Task description: Your task is to copy every line of the records below that contains "redislabs".

Stored data entries:
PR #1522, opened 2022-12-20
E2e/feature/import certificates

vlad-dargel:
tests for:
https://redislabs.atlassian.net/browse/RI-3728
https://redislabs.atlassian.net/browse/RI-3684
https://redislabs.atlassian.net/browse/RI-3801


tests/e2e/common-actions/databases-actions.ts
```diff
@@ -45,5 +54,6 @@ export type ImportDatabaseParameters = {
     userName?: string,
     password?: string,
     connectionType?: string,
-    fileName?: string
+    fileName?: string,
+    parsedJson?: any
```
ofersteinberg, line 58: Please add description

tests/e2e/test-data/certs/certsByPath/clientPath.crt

--

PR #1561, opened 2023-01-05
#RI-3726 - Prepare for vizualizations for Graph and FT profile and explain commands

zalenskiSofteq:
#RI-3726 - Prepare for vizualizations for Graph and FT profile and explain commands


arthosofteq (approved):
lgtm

Problem solution:
https://redislabs.atlassian.net/browse/RI-3728
https://redislabs.atlassian.net/browse/RI-3684
https://redislabs.atlassian.net/browse/RI-3801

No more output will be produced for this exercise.